| Dataset section |
Content starts

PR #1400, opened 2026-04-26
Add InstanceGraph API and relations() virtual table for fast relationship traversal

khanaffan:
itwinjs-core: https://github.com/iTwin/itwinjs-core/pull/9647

Content ends

| What to work on |
Without omitting anything, output the data verbatim.

| Task solution |
PR #1400, opened 2026-04-26
Add InstanceGraph API and relations() virtual table for fast relationship traversal

khanaffan:
itwinjs-core: https://github.com/iTwin/itwinjs-core/pull/9647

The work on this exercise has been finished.